One mother went to hospital in agony three times before her baby died, another watched her stillborn daughter taken away in a foam box, and one young woman was refused pain relief after an emergency caesarean.
"Women have been silently screaming for a decade and now they can be heard," clinical midwife Fiona Reid told a NSW parliamentary inquiry into birth trauma on Thursday.
Several women fronted the inquiry in Wollongong, baring vulnerable moments of terror and humiliation at the hands of the state's hospital system and their lingering grief.
Amanda Macaulay repeatedly went to a hospital in terrible pain before her son was stillborn in April 2014.

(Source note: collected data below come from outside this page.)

PR #684, opened 2020-08-05
[Feature] VTK output vars

### LINKED ISSUE #594: Output variable libraries
**Describe the feature**
Generalization of particle output variables other than `state_vars`

**Additional context**
I am thinking we should have a "vtk" input parameter back in the JSON file to output necessary variables. It doesn’t work at the moment after we change to `particle_tensor_data`, i.e. PR #583. Also, the only way to write an output implementation is to write it inside `state_variables`. This mess up the initial definition of `state_variables`, so I don’t think it is good. We can hardcoded it to `mpm_base`, but that's not the best way to do it again and again.

Instead, we should create a list (or library) of output variables, which can be simply a string, or some other advance class type if necessary, and should be associated with the type of the same variable. This can be scalar (including bool, int, unsigned, and double), vector, or tensor (2nd order tensor). This works just like a register.

There, when we have the list of output variables read from JSON, we just need to first validate, with respect to the default parameter, i.e. displacements, velocities. Stresses and Strains can be set as non-default as the automatic print now slows down the output as it results in 9 component prints, instead of 3 previously. After validation to remove repetition, we pass the validated string list into the library we defined to get the data type associated with each output variable. 

The next process is straight forward, i.e. to pass this to the `property_data` in particle, which I think should be a function with a template of the data type, or at least an unsigned of size n={1, 3, or 9}. We can even generalize this by returning Eigen vector data type of size n. There, we can implement which function associated to return the output variables at the particle level (the same way or similar to the current code).

The current output routines can be used to produce the VTK file, or at least with minimum modification.

bodhinandach:
**Describe the PR**
This PR solves issue #594 to output variables from JSON with unknown type. A new map to link the string specified in JSON and a new `VariableType` class is created. Also, this removes the default output variables of displacements, velocities, stresses, and strains.

Every time a user wants to output a variable, just add the string and type to the list specified in `src/mpm.cc` and at the `initialise() `function in `particle.tcc` for which variable to return using lambda function.

The JSON list "vtk" is ready back to be used.

**Related Issues/PRs**
Issue #594

**Additional context**
1. The current design work only for vector and tensor variables in particle, the scalar part is still ongoing development. (**Done** :heavy_check_mark:)
2. @kks32 Maybe we might want to use the flat map that you test to have a fast retrieval. (**Done using `tsl_map`** :heavy_check_mark:)

### DIFF
--- a/include/mesh.h
+++ b/include/mesh.h
@@ -258,6 +258,10 @@ class Mesh {
   //! Return coordinates of particles
   std::vector<Eigen::Matrix<double, 3, 1>> particle_coordinates();
 
+  //! Return particles scalar data
+  //! \param[in] attribute Name of the scalar data attribute
+  std::vector<double> particles_scalar_data(const std::string& attribute);
+
   //! Return particles tensor data
   //! \param[in] attribute Name of the tensor data attribute
   template <unsigned Tsize>
--- a/include/mesh.h
+++ b/include/mesh.h
@@ -261,20 +261,20 @@ class Mesh {
   //! Return particles scalar data
   //! \param[in] attribute Name of the scalar data attribute
   //! \retval scalar_data Vector containing scalar properties from particles
-  std::vector<double> particles_scalar_data(const std::string& attribute);
+  std::vector<double> particles_scalar_data(const std::string& attribute) const;
 
   //! Return particles vector data
   //! \param[in] attribute Name of the tensor data attribute
   //! \retval vector_data Vector containing vector properties from particles
   std::vector<Eigen::Matrix<double, 3, 1>> particles_vector_data(
-      const std::string& attribute);
+      const std::string& attribute) const;
 
   //! Return particles tensor data
   //! \param[in] attribute Name of the tensor data attribute
   //! \retval tensor_data Vector containing tensor properties from particles
   template <unsigned Tsize>
   std::vector<Eigen::Matrix<double, Tsize, 1>> particles_tensor_data(
-      const std::string& attribute);
+      const std::string& attribute) const;
 
   //! Return particles state variable data
   //! \param[in] attribute Name of the state variable attribute
--- a/include/mesh.h
+++ b/include/mesh.h
@@ -268,9 +268,11 @@ class Mesh {
   std::vector<Eigen::Matrix<double, Tsize, 1>> particles_tensor_data(
       const std::string& attribute);
 
-  //! Return particles scalar data
-  //! \param[in] attribute Name of the scalar data attribute
-  std::vector<double> particles_statevars_data(const std::string& attribute);
+  //! Return particles state variable data
+  //! \param[in] attribute Name of the state variable attribute
+  //! \param[in] phase Index corresponding to the phase
+  std::vector<double> particles_statevars_data(
+      const std::string& attribute, unsigned phase = mpm::ParticlePhase::Solid);
 
   //! Compute and assign rotation matrix to nodes
   //! \param[in] euler_angles Map of node number and respective euler_angles
--- a/include/mesh.h
+++ b/include/mesh.h
@@ -260,10 +260,18 @@ class Mesh {
 
   //! Return particles scalar data
   //! \param[in] attribute Name of the scalar data attribute
+  //! \retval scalar_data Vector containing scalar properties from particles
   std::vector<double> particles_scalar_data(const std::string& attribute);
+
+  //! Return particles vector data
+  //! \param[in] attribute Name of the tensor data attribute
+  //! \retval vector_data Vector containing vector properties from particles
+  std::vector<Eigen::Matrix<double, 3, 1>> particles_vector_data(
+      const std::string& attribute);
 
   //! Return particles tensor data
   //! \param[in] attribute Name of the tensor data attribute
+  //! \retval tensor_data Vector containing tensor properties from particles
   template <unsigned Tsize>
   std::vector<Eigen::Matrix<double, Tsize, 1>> particles_tensor_data(
       const std::string& attribute);
@@ -271,6 +279,7 @@ class Mesh {
   //! Return particles state variable data
   //! \param[in] attribute Name of the state variable attribute
   //! \param[in] phase Index corresponding to the phase
+  //! \retval statevars_data Vector containing state variable from particles
   std::vector<double> particles_statevars_data(
       const std::string& attribute, unsigned phase = mpm::ParticlePhase::Solid);
 
--- a/include/mesh.tcc
+++ b/include/mesh.tcc
@@ -1078,7 +1078,7 @@ std::vector<Eigen::Matrix<double, 3, 1>>
 //! Return particle scalar data
 template <unsigned Tdim>
 std::vector<double> mpm::Mesh<Tdim>::particles_scalar_data(
-    const std::string& attribute) {
+    const std::string& attribute) const {
   std::vector<double> scalar_data;
   scalar_data.reserve(particles_.size());
   // Iterate over particles and add scalar value to data
@@ -1090,7 +1090,7 @@ std::vector<double> mpm::Mesh<Tdim>::particles_scalar_data(
 //! Return particle vector data
 template <unsigned Tdim>
 std::vector<Eigen::Matrix<double, 3, 1>> mpm::Mesh<Tdim>::particles_vector_data(
-    const std::string& attribute) {
+    const std::string& attribute) const {
   std::vector<Eigen::Matrix<double, 3, 1>> vector_data;
   // Iterate over particles
   for (auto pitr = particles_.cbegin(); pitr != particles_.cend(); ++pitr) {
@@ -1110,7 +1110,7 @@ std::vector<Eigen::Matrix<double, 3, 1>> mpm::Mesh<Tdim>::particles_vector_data(
 template <unsigned Tdim>
 template <unsigned Tsize>
 std::vector<Eigen::Matrix<double, Tsize, 1>>
-    mpm::Mesh<Tdim>::particles_tensor_data(const std::string& attribute) {
+    mpm::Mesh<Tdim>::particles_tensor_data(const std::string& attribute) const {
   std::vector<Eigen::Matrix<double, Tsize, 1>> tensor_data;
   // Iterate over particles
   for (auto pitr = particles_.cbegin(); pitr != particles_.cend(); ++pitr) {
--- a/include/mesh.tcc
+++ b/include/mesh.tcc
@@ -1087,6 +1087,31 @@ std::vector<double> mpm::Mesh<Tdim>::particles_scalar_data(
   return scalar_data;
 }
 
+//! Return particle vector data
+template <unsigned Tdim>
+std::vector<Eigen::Matrix<double, 3, 1>> mpm::Mesh<Tdim>::particles_vector_data(
+    const std::string& attribute) {
+  std::vector<Eigen::Matrix<double, 3, 1>> vector_data;
+  try {
+    // Iterate over particles
+    for (auto pitr = particles_.cbegin(); pitr != particles_.cend(); ++pitr) {
+      Eigen::Matrix<double, 3, 1> data;
+      data.setZero();
+      auto pdata = (*pitr)->vector_data(attribute);
+      // Fill vector_data to the size of dimensions
+      for (unsigned i = 0; i < pdata.size(); ++i) data(i) = pdata(i);
+
+      // Add to a tensor of data
+      vector_data.emplace_back(data);
+    }
+  } catch (std::exception& exception) {
+    console_->error("{} #{}: {} {}\n", __FILE__, __LINE__, exception.what(),
+                    attribute);
+    vector_data.clear();
+  }
+  return vector_data;
+}
+
 //! Return particle tensor data
 template <unsigned Tdim>
 template <unsigned Tsize>
@@ -1099,7 +1124,7 @@ std::vector<Eigen::Matrix<double, Tsize, 1>>
       Eigen::Matrix<double, Tsize, 1> data;
       data.setZero();
       auto pdata = (*pitr)->tensor_data(attribute);
-      // Fill stresses to the size of dimensions
+      // Fill tensor_data to the size of dimensions
       for (unsigned i = 0; i < pdata.size(); ++i) data(i) = pdata(i);
 
       // Add to a tensor of data
--- a/include/mesh.tcc
+++ b/include/mesh.tcc
@@ -1075,6 +1075,18 @@ std::vector<Eigen::Matrix<double, 3, 1>>
   return particle_coordinates;
 }
 
+//! Return particle scalar data
+template <unsigned Tdim>
+std::vector<double> mpm::Mesh<Tdim>::particles_scalar_data(
+    const std::string& attribute) {
+  std::vector<double> scalar_data;
+  scalar_data.reserve(particles_.size());
+  // Iterate over particles and add scalar value to data
+  for (auto pitr = particles_.cbegin(); pitr != particles_.cend(); ++pitr)
+    scalar_data.emplace_back((*pitr)->scalar_data(attribute));
+  return scalar_data;
+}
+
 //! Return particle tensor data
 template <unsigned Tdim>
 template <unsigned Tsize>
--- a/include/mesh.tcc
+++ b/include/mesh.tcc
@@ -1092,22 +1092,16 @@ template <unsigned Tdim>
 std::vector<Eigen::Matrix<double, 3, 1>> mpm::Mesh<Tdim>::particles_vector_data(
     const std::string& attribute) {
   std::vector<Eigen::Matrix<double, 3, 1>> vector_data;
-  try {
-    // Iterate over particles
-    for (auto pitr = particles_.cbegin(); pitr != particles_.cend(); ++pitr) {
-      Eigen::Matrix<double, 3, 1> data;
-      data.setZero();
-      auto pdata = (*pitr)->vector_data(attribute);
-      // Fill vector_data to the size of dimensions
-      for (unsigned i = 0; i < pdata.size(); ++i) data(i) = pdata(i);
+  // Iterate over particles
+  for (auto pitr = particles_.cbegin(); pitr != particles_.cend(); ++pitr) {
+    Eigen::Matrix<double, 3, 1> data;
+    data.setZero();
+    auto pdata = (*pitr)->vector_data(attribute);
+    // Fill vector_data to the size of dimensions
+    for (unsigned i = 0; i < pdata.size(); ++i) data(i) = pdata(i);
 
-      // Add to a tensor of data
-      vector_data.emplace_back(data);
-    }
-  } catch (std::exception& exception) {
-    console_->error("{} #{}: {} {}\n", __FILE__, __LINE__, exception.what(),
-                    attribute);
-    vector_data.clear();
+    // Add to a tensor of data
+    vector_data.emplace_back(data);
   }
   return vector_data;
 }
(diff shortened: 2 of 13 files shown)


include/solvers/mpm_base.h
```diff
@@ -24,6 +24,13 @@
 
 namespace mpm {
 
+//! Variable type
+//! Scalar: boolean, unsigned, int, double
+//! Vector: Vector of size 3
+//! Tensor: Symmetric tensor arranged in voigt notation
+enum class VariableType { Scalar, Vector, Tensor };
+extern std::map<std::string, VariableType> variables;
```
kks32: What is the reasoning behind defining the variable outside the class?

include/solvers/mpm_base.h
```diff
@@ -192,6 +199,8 @@ class MPMBase : public MPM {
   std::map<unsigned, std::shared_ptr<mpm::Material<Tdim>>> materials_;
   //! Mathematical functions
   std::map<unsigned, std::shared_ptr<mpm::FunctionBase>> math_functions_;
+  //! VTK particle variables
+  std::map<mpm::VariableType, std::vector<std::string>> vtk_vars_;
```
kks32: map is slow, use unordered_map instead or tsl::robin_map

include/solvers/mpm_base.h
kks32: Defining inside the class gives better control of what variable can be listed here

include/solvers/mpm_base.tcc
```diff
@@ -92,6 +92,39 @@ mpm::MPMBase<Tdim>::MPMBase(const std::shared_ptr<IO>& io) : mpm::MPM(io) {
...
+        post_process_.at("vtk").size() > 0) {
+      // Iterate over vtk
+      for (unsigned i = 0; i < post_process_.at("vtk").size(); ++i) {
+        std::string attribute =
+            post_process_["vtk"][i].template get<std::string>();
+        if (mpm::variables.find(attribute) != mpm::variables.end())
+          vtk_vars_[mpm::variables.at(attribute)].emplace_back(attribute);
+        else {
+          console_->warn(
+              "{} #{}: VTK variable \"{}\" was specified, but is not available "
```
```suggestion
              "{} #{}: VTK variable {} was specified, but is not available "
```

include/solvers/mpm_base.tcc
```diff
@@ -92,6 +92,39 @@ mpm::MPMBase<Tdim>::MPMBase(const std::shared_ptr<IO>& io) : mpm::MPM(io) {
...
+              "in variable list",
+              __FILE__, __LINE__, attribute);
+        }
+      }
+    } else {
```
kks32: There is no reason this should be a runtime error. Use console warn instead.

kks32 (changes requested):

include/solvers/mpm_base.h
bodhinandach: I tried doing that, but the test won't compile for multiple definitions.
image

include/solvers/mpm_base.tcc
bodhinandach: I just followed the one in `state_var` and other input functions with `try` and `catch` just to make it the same.

kks32: Could you change it to console->warn, it shound't throw.

bodhinandach: Should I change the other part too in this PR or the next one?

kks32: Both please

bodhinandach: @kks32 Just to confirm, you want me to change all the catch and throw here too?
https://github.com/cb-geo/mpm/blob/2481028eb09f0cfd7da91bd27dfb860dc5dff272/include/solvers/mpm_base.tcc#L24-L93

kks32: No need to change those. Just change vtk_statevariable

include/solvers/mpm_base.h
```diff
@@ -24,6 +24,13 @@
 
 namespace mpm {
 
+//! Variable type
+//! Scalar: boolean, unsigned, int, double
+//! Vector: Vector of size 3
+//! Tensor: Symmetric tensor arranged in voigt notation
+enum class VariableType { Scalar, Vector, Tensor };
+extern tsl::robin_map<std::string, VariableType> variables;
```
kks32: I was thinking of moving it inside the class similar to `vtk_vars_`

include/solvers/mpm_base.tcc
bodhinandach: Okay, I will make the change for the vtk and the vtk_statevars in PR #683 so they are not conflicting

include/solvers/mpm_base.h
bodhinandach: Which class do you mean here?

kks32: In to MPMBase, so we can derive them in MPMExplicit. This would allow a certain degree of control on what variables are available as output under different solvers.

include/particles/particle.tcc
```diff
@@ -852,10 +855,16 @@ void mpm::Particle<Tdim>::apply_particle_velocity_constraints(unsigned dir,
   this->velocity_(dir) = velocity;
 }
 
+//! Return particle scalar data
+template <unsigned Tdim>
+double mpm::Particle<Tdim>::scalar_data(const std::string& property) {
+  return this->scalar_properties_.at(property)();
```
kks32: We need to return a `nan` if we can't find the scalar property, otherwise if we have multiple materials in the mesh and we write vtk file, where one material has a property that the other doesn't, then the code will crash. We should do this for state variables too.

kks32 (changes requested):

include/particles/particle.tcc
bodhinandach: I agree with you. I will change the one in `state_vars` too. How about `tensor_properties` though? We might have `liquid_velocities` or `permeability_` for instance. They are dimensional vector.

kks32: We return nans for scalar, vector and tensorial properties. Do we not have vector_properties anymore?

bodhinandach: Nope, it was combined before in your `tensor_data()` function as `properties_`. I changed it to `tensor_properties_` after having `scalar_properties_`. I can separate them to make it coherence and clearer with the VariableType naming. Will that be good?

include/particles/particle.h
```diff
@@ -241,8 +241,11 @@ class Particle : public ParticleBase<Tdim> {
...
       const std::string& var,
       unsigned phase = mpm::ParticlePhase::Solid) const override {
-    return (state_variables_[phase].find(var) != state_variables_[phase].end())
-               ? state_variables_[phase].at(var)
+    return (phase < state_variables_.size())
+               ? (state_variables_[phase].find(var) !=
+                  state_variables_[phase].end())
+                     ? state_variables_[phase].at(var)
+                     : std::numeric_limits<double>::quiet_NaN()
                : std::numeric_limits<double>::quiet_NaN();
```
kks32:
```suggestion
    return (phase < state_variables_.size() && ((state_variables_[phase].find(var) !=
                  state_variables_[phase].end())
                     ? state_variables_[phase].at(var)
                     : std::numeric_limits<double>::quiet_NaN();
```

include/particles/particle.h
```diff
@@ -258,12 +261,14 @@ class Particle : public ParticleBase<Tdim> {
...
-            state_variables_[phase].end())
-               ? state_variables_[phase].at("pressure")
-               : std::numeric_limits<double>::quiet_NaN();
+    return this->state_variable("pressure", phase);
   }
 
+  //! Return scalar data of particles
+  //! \param[in] property Property string
+  //! \retval vecdata Scalar data of particle property
+  double scalar_data(const std::string& property) override;
```
kks32: Could you inline these functions and const them?

include/particles/particle.tcc
```diff
@@ -243,11 +243,14 @@ void mpm::Particle<Tdim>::initialise() {
...
-  this->properties_["velocities"] = [&]() { return velocity(); };
-  this->properties_["displacements"] = [&]() { return displacement(); };
+  // Initialize scalar and tensor data properties
+  this->scalar_properties_["mass"] = [&]() { return mass(); };
+  this->scalar_properties_["volume"] = [&]() { return volume(); };
+  this->scalar_properties_["mass_density"] = [&]() { return mass_density(); };
+  this->tensor_properties_["stresses"] = [&]() { return stress(); };
+  this->tensor_properties_["strains"] = [&]() { return strain(); };
+  this->tensor_properties_["velocities"] = [&]() { return velocity(); };
+  this->tensor_properties_["displacements"] = [&]() { return displacement(); };
```
kks32: Does this affect vtk vector?

kks32: why do we have vector variables in MPM but not here?

kks32 (changes requested):

include/particles/particle.tcc
bodhinandach: > why do we have vector variables in MPM but not here?

Initially, they are generally called as `properties_`, you call it through the `tensor_data()` function which returns an `Eigen::VectorXd`. When passing to the io, we are calling the `particles_tensor_data()` function in mesh class with templated size, i.e. 3 for vector and 6 for tensor. See this: https://github.com/cb-geo/mpm/blob/a1023baa55cf387275a274aed6b9b955f432d2ad/include/solvers/mpm_base.tcc#L572-L575
and
https://github.com/cb-geo/mpm/blob/a1023baa55cf387275a274aed6b9b955f432d2ad/include/solvers/mpm_base.tcc#L593-L596
I am currently following your previous implementation. If you want to distinguish them to `vector_variables_`, we need to change the `particles_tensor_data()` function in `mesh.tcc` and create `vector_data()` function in particle. I am fine with staying as it is or changing it to `vector_data`, both will work.

> Does this affect vtk vector?

It does not. As I mentioned above, the template size allocates the correct size of Eigen matrix for the io.

include/particles/particle.tcc
kks32: I think having `vector_properties_` is good. Wouldn't not having that impact how they are written in vtk? as in would they still be written as vtkvectors? Either way, it's good to have a separate `vector_properties`

kks32: OK. I'm happy not needing a separate `vector_properties` in here.

include/particles/particle.tcc
```diff
@@ -852,10 +855,21 @@ void mpm::Particle<Tdim>::apply_particle_velocity_constraints(unsigned dir,
...
+             : std::numeric_limits<double>::quiet_NaN();
+}
+
 //! Return particle tensor data
 template <unsigned Tdim>
-Eigen::VectorXd mpm::Particle<Tdim>::tensor_data(const std::string& property) {
-  return this->properties_.at(property)();
+inline Eigen::VectorXd mpm::Particle<Tdim>::tensor_data(
+    const std::string& property) const {
+  return this->tensor_properties_.at(property)();
```
kks32: Shouldn't we return `nans` for tensorial quantities too? This may need us to split vector and tensorial properties.

include/solvers/mpm_base.tcc
```diff
@@ -92,6 +92,36 @@ mpm::MPMBase<Tdim>::MPMBase(const std::shared_ptr<IO>& io) : mpm::MPM(io) {
...
+  // VTK particle variables
+  // Initialise container with empty vector
+  vtk_vars_.insert(
+      std::make_pair(mpm::VariableType::Scalar, std::vector<std::string>()));
+  vtk_vars_.insert(
+      std::make_pair(mpm::VariableType::Vector, std::vector<std::string>()));
+  vtk_vars_.insert(
+      std::make_pair(mpm::VariableType::Tensor, std::vector<std::string>()));
+
+  if (post_process_.at("vtk").is_array() &&
```
kks32: Should have a similar structure to #687

kks32 (changes requested):

include/particles/particle.tcc
bodhinandach: Done. I still keep the template `Tsize` in `particle_tensor_data` function in `mesh`. Should I remove the template and change default to 6? I am leaving it there so that if one day there is someone wants to output a nonsymmetric tensor with more than 6 independent components, we can slightly modify it.

include/mesh.tcc
```diff
@@ -1075,28 +1075,53 @@ std::vector<Eigen::Matrix<double, 3, 1>>
...
-      auto pdata = (*pitr)->tensor_data(attribute);
-      // Fill stresses to the size of dimensions
-      for (unsigned i = 0; i < pdata.size(); ++i) data(i) = pdata(i);
-
-      // Add to a tensor of data
-      tensor_data.emplace_back(data);
-    }
-  } catch (std::exception& exception) {
-    console_->error("{} #{}: {} {}\n", __FILE__, __LINE__, exception.what(),
-                    attribute);
```
jgiven100, line 1098: I don't quite follow the benefit of removing this `catch` and subsequent `error` message @bodhinandach

tianchiTJ (approved):

include/mesh.h
```diff
@@ -258,15 +258,28 @@ class Mesh {
   //! Return coordinates of particles
   std::vector<Eigen::Matrix<double, 3, 1>> particle_coordinates();
 
+  //! Return particles scalar data
+  //! \param[in] attribute Name of the scalar data attribute
+  //! \retval scalar_data Vector containing scalar properties from particles
+  std::vector<double> particles_scalar_data(const std::string& attribute);
```
kks32: Could we have these functions as `const`?

include/solvers/mpm_base.h
```diff
@@ -156,6 +162,20 @@ class MPMBase : public MPM {
   //! \param[in] damping_props Damping properties
   bool initialise_damping(const Json& damping_props);
 
+ protected:
+  // Variable list
+  tsl::robin_map<std::string, VariableType> variables_ = {
```
kks32: Could we move this to constructor?

include/solvers/mpm_base.h
```diff
@@ -156,6 +162,20 @@ class MPMBase : public MPM {
...
+      {"volume", VariableType::Scalar},
+      {"mass_density", VariableType::Scalar},
+      // Vector variables
+      {"displacements", VariableType::Vector},
+      {"velocities", VariableType::Vector},
+      // Tensor variables
+      {"strains", VariableType::Tensor},
+      {"stresses", VariableType::Tensor}};
+
  protected:
```
kks32: Protected is repeated

include/solvers/mpm_base.tcc
```diff
@@ -92,8 +92,39 @@ mpm::MPMBase<Tdim>::MPMBase(const std::shared_ptr<IO>& io) : mpm::MPM(io) {
     abort();
   }
 
-  bool vtk_statevar = false;
+  // VTK particle variables
+  // Initialise container with empty vector
+  vtk_vars_.insert(
```
kks32, line 110: These 3 lines can be in the constructor?

include/solvers/mpm_base.tcc
```diff
@@ -92,8 +92,39 @@ mpm::MPMBase<Tdim>::MPMBase(const std::shared_ptr<IO>& io) : mpm::MPM(io) {
...
+      post_process_.at("vtk").is_array() &&
+      post_process_.at("vtk").size() > 0) {
+    // Iterate over vtk
+    for (unsigned i = 0; i < post_process_.at("vtk").size(); ++i) {
+      std::string attribute =
+          post_process_["vtk"][i].template get<std::string>();
+      if (variables_.find(attribute) != variables_.end())
+        vtk_vars_[variables_.at(attribute)].emplace_back(attribute);
+      else {
+        console_->warn(
```
kks32, line 127: Use a bool and avoid repetition

src/mpm.cc
```diff
@@ -6,6 +6,7 @@
 #include "mpm_explicit.h"
 
 namespace mpm {
+
```
kks32: let's remove this?

kks32 (changes requested):

include/solvers/mpm_base.tcc
bodhinandach: I think having repetition is okay. This is just to note which variables are not available in one go. For instance for the following "vtk" input:
image
We know which one are not available in one go:
image

include/solvers/mpm_base.tcc
bodhinandach: Aren't these lines located in the constructor of MPMBase now?

include/solvers/mpm_base.h
bodhinandach: I am not sure which constructor do you mean here, @kks32

include/particles/particle.tcc
```diff
@@ -243,11 +243,14 @@ void mpm::Particle<Tdim>::initialise() {
   volume_ = std::numeric_limits<double>::max();
   volumetric_strain_centroid_ = 0.;
 
-  // Initialize vector data properties
-  this->properties_["stresses"] = [&]() { return stress(); };
-  this->properties_["strains"] = [&]() { return strain(); };
-  this->properties_["velocities"] = [&]() { return velocity(); };
-  this->properties_["displacements"] = [&]() { return displacement(); };
+  // Initialize scalar and tensor data properties
```
kks32:
```suggestion
  // Initialize scalar, vector and tensor data properties
```

include/solvers/mpm_base.h
kks32: `MPMBase` constructor

include/solvers/mpm_base.tcc
kks32: If they are in the constructor, why do we need it again here?

kks32 (changes requested):

include/solvers/mpm_base.tcc
bodhinandach: What I mean is that these lines are written in the MPMBase constructor, see: https://github.com/cb-geo/mpm/blob/da3ba554b18d4d1a7e3757a67be28cab31e24884/include/solvers/mpm_base.tcc#L1-L103

include/solvers/mpm_base.h
bodhinandach: Any thoughts why moving it to MPMBase constructor? Wouldn't it be just the same?

kks32: Will be cleaner to add more variables in the constructor, especially since we have more than 1 variable

include/solvers/mpm_base.tcc
kks32: My question is why are reinitializing?

bodhinandach: `vtk_vars_` was initially empty, it is a map of `VariableType` and `std::vector<std::string>`. We are not reinitializing. We just insert an empty `std::vector<std::string>()` associated to the `VariableType` key. By doing so, the output can loop over those keys as:
https://github.com/cb-geo/mpm/blob/da3ba554b18d4d1a7e3757a67be28cab31e24884/include/solvers/mpm_base.tcc#L553
or:
https://github.com/cb-geo/mpm/blob/da3ba554b18d4d1a7e3757a67be28cab31e24884/include/solvers/mpm_base.tcc#L574
Without those three lines, `vtl_vars_.at(VariableType)` cant be called as it has not been initialized.

kks32: My question is why do we have to do it again here if it's already in the constructor?
```
 // VTK particle variables 
   // Initialise container with empty vector 
   vtk_vars_.insert( 
       std::make_pair(mpm::VariableType::Scalar, std::vector<std::string>())); 
   vtk_vars_.insert( 
       std::make_pair(mpm::VariableType::Vector, std::vector<std::string>())); 
   vtk_vars_.insert( 
       std::make_pair(mpm::VariableType::Tensor, std::vector<std::string>())); 
```

bodhinandach: Sorry @kks32, I don't quite get what you are intending to say. These lines are written in the constructor. Line 97-102 are within the constructor of `MPMBase`, we only do those lines once:
```
//! Constructor 
 template <unsigned Tdim> 
 mpm::MPMBase<Tdim>::MPMBase(const std::shared_ptr<IO>& io) : mpm::MPM(io) { 

...

 // VTK particle variables 
   // Initialise container with empty vector 
   vtk_vars_.insert( 
       std::make_pair(mpm::VariableType::Scalar, std::vector<std::string>())); 
   vtk_vars_.insert( 
       std::make_pair(mpm::VariableType::Vector, std::vector<std::string>())); 
   vtk_vars_.insert( 
       std::make_pair(mpm::VariableType::Tensor, std::vector<std::string>())); 

...

 }
```

kks32 (approved):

During one visit doctors told her to take a painkiller and return in five days, but she was rushed to hospital suffering a catastrophic uterine rupture 36 hours later.
"When my son was stillborn, I nearly lost my own life and I required a hysterectomy," Ms Macaulay said.
"I feel that my concerns in the week leading up to this rupture were not listened to adequately."
Carly Griffin said she was forced to get out of bed less than eight hours after an emergency C-section, while she was crying and blood was running down her legs.
"I was called a junkie by an OB (obstetrician), I was told by midwives that I was showing drug-seeking behaviour and I was denied pain relief on more than one occasion," Ms Griffin said.
"I was told, 'You can't possibly be in that much pain'.
"These comments are not only hurtful, but they're embarrassing and I was left to suffer until I was discharged two days later, while also trying to care for my son as a first-time mother."
Through tears, Naomi Bowden remembered the stillbirth of her daughter Bella in November 2009.
Ms Bowden said she was rudely rushed into a small hospital room to see Bella and was told police were coming to take the infant's body to the coroner.
After she watched her baby taken away in a cold foam box, Ms Bowden had to return to the maternity unit surrounded by mothers and their new babies.
"Why? My baby had been so callously taken away," she said.
The inquiry, which has received 4000 submissions from patients, doctors and midwives around Australia, is examining the prevalence and effects of birth trauma.
Ms Reid, a consultant who has worked in urban and regional areas for three decades, said midwifery group practices should be the dominant form of maternity care to ensure continuity for patients.
Mothers should be offered debriefings after traumatic births, she said.
"It's an act of erasure to be told the only important part of the birth experience is the end, the live baby and the live mother."
Illawarra Shoalhaven Local Health District chief executive Margot Mains apologised to patients whose care did not meet expectations.
"I acknowledge that we need to do absolutely everything we can to ensure that birth trauma does not occur in our hospitals," Ms Mains said.